Wednesday, April 19, 2006

Fourth admonishment: 'show don't tell' is horse shit

"Show, don't tell" is certainly the most dangerous and misinterpreted advice given to young writers. It's well meaning, but nevertheless harmful. It is the enemy of "voice," and it altogether strips the role of the author from the finished prose. In essence, it turns Pommard 1er Cru into two-buck Chuck.

There are much better, albeit more complex, ways to encourage writers to focus on story movement, on pressing the narrative along, on cautioning them not to linger unnecessarily or stray off track. But ours is a culture programmed to love taglines, and "show, don't tell" has become a brand unto itself. It represents all of the bland, voiceless fiction that plugs the arteries of our literary world. I've never done a serious study, but it strikes me that the phrase has arisen out of the paranoia in the 50's and 60's that television and film would compete with reading and thus shrink the audience for fiction. The thinking is that readers are busy people, and they don't want anything to pop the "bubble of reality," this fantasy land created by the plot of a novel, lest they grow distracted and turn to the Great American Lobotomy Tube or to other, more spare writing that doesn't slow down their busy lives. If an author dares to bog readers down with subtle description, or to "tell" them the story in the inflated language of a narrator's voice rather than simply "show" them the bare bones of the action, then the readers will turn away.

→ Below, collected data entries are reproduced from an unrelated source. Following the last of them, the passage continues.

PR #1011, opened 2024-02-08
New PEP8 custom renderers for error E203 and E226

elescogna:
## Motivation and Context
In the HTLM page report, the lines that produced an error are highlighted in full; however, PythonTA uses custom renderers for some types of errors, including PEP8 errors, which allow to highlight only the problematic portion of a line of code, instead of the whole line. This allows to distinguish when different errors are present in the same line and address them separately.
This pull request serves two main purposes:

- Update the search criterion from error message to error code in the PEP8 custom renderer
- Add a custom renderer for some of the missing PEP8 errors

## Your Changes

**Description**:

- Update the function `render_pep8_errors` in `node_printers.py` to search the different PEP8 errors by error code instead of error message when calling the individual custom renderers
- Add the implementation of the custom renderers `render_pep8_errors_e226` and `render_pep8_errors_e203`, and add the relative function calls to `render_pep8_errors`.

## Testing

Initially, I tested my code by running PythonTA on `e9989_pycodestyle.py` and comparing the html page before and after my changes, one at a time, particularly:
- changes in `render_pep8_errors` in `node_printers.py`: I checked that the output was the same before and after my changes, and specifically that the highlighted portion was the same before and after my changes.
- addition of `render_pep8_errors_e226` and `render_pep8_errors_e203`: before adding this function, when a E226 or a E203 error was present the whole line was highlighted, so I checked that by calling the new function, only the portion of the line which caused the error was highlighted in the html report.

Later, I added unit tests example test files in `examples/custom_checkers/e9989_pycodestyle/` and unit tests in the file `tests/test_custom_checkers/test_pycodestyle_checker` for errors E226 and E203. Particularly I added:
- Test for error E203
- Test for no error E203
- Test for error E226
- Test for no error E226

### Questions
- Can I merge the custom renderers for errors E201, E202 and E203 into the same function `render_pep8_errors_e201_and_e202_and_e203` since they all share the same function body?

## Checklist


tests/test_custom_checkers/test_pycodestyle_checker.py
```diff
@@ -0,0 +1,46 @@
+import os
+
+import pylint.testutils
+from astroid.astroid_manager import MANAGER
+
+from python_ta.checkers.pycodestyle_checker import PycodestyleChecker
+
+DIR_PATH = (
+    os.path.abspath(os.path.join(__file__, "../../.."))
```
david-yz-liu, line 9: Defining this constant here is good. You don't need to use `abspath` (the relative from `__file__` is sufficient).

Also include the `examples/...` path inside the `os.path.join`; in general, all path segments should be combined together using `os.path.join`, not simple `+`. Note that you can write `'../../../examples/...'` in a path string.

tests/test_custom_checkers/test_pycodestyle_checker.py
```diff
@@ -0,0 +1,46 @@
...
+    + "/examples/custom_checkers/e9989_pycodestyle/"
+)
+
+
+class TestPycodestyleChecker(pylint.testutils.CheckerTestCase):
+    CHECKER_CLASS = PycodestyleChecker
+    CONFIG = {"pycodestyle_ignore": ["E121", "E123", "E126", "E24", "E704", "W503", "W504"]}
```
david-yz-liu, line 16: Since this will be combined with other tests for other pycodestyle errors, I think the most conservative thing to do is set `pycodestyle_ignore = []`. If for whatever reason an empty list doesn't work, pick just a single error to ignore.

tests/test_custom_checkers/test_pycodestyle_checker.py
```diff
@@ -0,0 +1,46 @@
...
+
+    def test_error_e203(self) -> None:
+        """Test that PEP8 error E203 (whitespace before ‘,’, ‘;’, or ‘:’) is triggered"""
+        mod = MANAGER.ast_from_file(DIR_PATH + "e203_error.py")
```
david-yz-liu, line 20: Similar to my above comment, don't use `+`, instead use `os.path.join`

david-yz-liu (commented):
@elescogna great work. I left a few inline comments. And yes it's okay to combine the duplicated error functions into a single function in this PR (for duplicates of custom renderers that you're adding in this PR).

tests/test_custom_checkers/test_pycodestyle_checker.py
elescogna: An empty list causes pycodestyle to use the DEFAULT_IGNORE value, so I just left E24 in the list.

david-yz-liu (approved):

This is bullshit. Readers read because they enjoy being "told" a story. Those who want to skip right to the movie will probably not purchase the novel in the first place. Some authors resonate with readers, and some don't, but stripping the prose down to action alone is rarely the right answer. People read specific writers over a long period of time because they've become attuned to the author's "voice," or in other words, the way the author "tells" the story.

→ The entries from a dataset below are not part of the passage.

PR #1013, opened 2024-02-09
Created new PEP8 custom renders for E222 and E262

MariaMa-GitHub:
## Motivation and Context

In PythonTA reports there is the E9989 (pep8-errors) category, under which all pycodestyle (PEP8) style errors are placed. Since it is a generic error, the problematic code is entirely highlighted (complete lines) in the report. However, PythonTA has custom renderers that can highlight specific parts of the code, which helps users identify where the problem occurred. 

This pull request adds two of these custom renderers: E222 and E262.

## Your Changes

**Description**: I added custom renderers for error E222 and error E262.

## Testing

I tested the custom renders by running PythonTA on a problematic code file:

```python
def func(a: int, b: float) -> None:
    pass


def call_func() -> None:
    a =   1
    func(**{'a': 10, 'b': 15.2})  #  This works
    func(**a)  # Error on this line: non-mapping value 'a' used in a mapping context


import python_ta
python_ta.check_all()
```
The report that is generated after running this code confirms that I have correctly written the custom renderers as I do see the expected code fragments being highlighted.

## Checklist


david-yz-liu:
@MariaMa-GitHub FYI I merged in #1011, so you should do a merge from master; there will be some merge conflicts to resolve, but those should be pretty minor. Also you can modify your code to check for the pycodestyle error code rather than the string now.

Stories are told. Movies are shown. "Show, don't tell," I realize, is a rule. And it is a requirement of any serious writer to break every rule as soon as it's codified. But I still hear people I respect flogging this phrase, and I'm sure they don't realize the damage they're doing by encouraging incipient writers to turn away from their voices in favor of "showing" the naked skeleton of the plot. I understand that some tastes prefer such twiggy, undernourished storytelling, and that's fine. (Note, I don't put Carver or Hemingway in this category...what they were doing was lush and altogether different from "show don't tell") Taste in storytelling is subjective much in the same way that some men prefer women who look like that emaciated corpse Ann Coulter, while others...Trout included...require a little more. Some people...most in fact...prefer to be "told" a story. There is a reason my girls, when small, put away their video tapes and much preferred to hear Daddy Trout "tell" them a story, complete with my embellishments, exaggerations, asides, tangents, gestures and affectations. When you ask a young writer to "show and don't tell" you are asking her to strip out all of these things that make live storytelling so dynamic. Some say that's a good thing. I say not.

My good friend John Schultz has oft lamented the loss of the author's voice, and he's studied the issue more than I. Once, while antelope hunting in Outer Mongolia in the mid-70s, John and I weathered a three-day storm in our yurt, railing about the issue while the tent walls flapped in the wind. Incidentally, John founded one of the better writing programs in the country with a central platform being the flabbiness of the "show, don't tell" mantra. While I still find the notion of the MFA program dubious (namely because one such program has hired me), John's outfit is as good as it gets.

This diatribe is the result of an office visit this morning by Yu, a promising student. She's shown hints of a magnificent voice through spare, hesitant prose. I at first thought it was the fact of English being her second language that was restraining her, but in truth it was that she was struggling to adhere to all of the "show, don't tell" advice she's heard over the years from teachers, writers and those write-by-numbers rulebooks that one often finds in the do-it-yourself section of the bookstore. Still, the exuberance of her voice was unwilling to heed such restraint, busting through the seams of her skeletal plots. When I explained the nonsensical nature of that advice much in the same language used above, awareness crept into her big, honey-brown eyes. She smiled, covering her mouth with her hand. When I finished she leapt out of her chair and wrapped her arms around my neck, kissing me wetly on my cheek. I was surprised because her impulsive gesture of affection didn't fit my (probably racist) stereotype of demure Asian women, but that's another subject entirely.

In any case, I'm thrilled at her breakthrough and eagerly await Yu's next manuscript in which she promises to "tell" me a story. For the rest of you, I urge you to abandon that hollow-eyed, Ann Coulterish, meth-hound, bare-bones writing. I urge you to push your prose to the purple, stray from your skeletal plot on the most tangential and voluptuous of diversions just to see what the hell else is out there, feel free to flash back and then flash backwarder, interject your omniscient, God-like voices with impunity, pop that supposed "bubble of reality" and grab your reader by his ears, planting a big, wet storyteller's kiss on his forehead.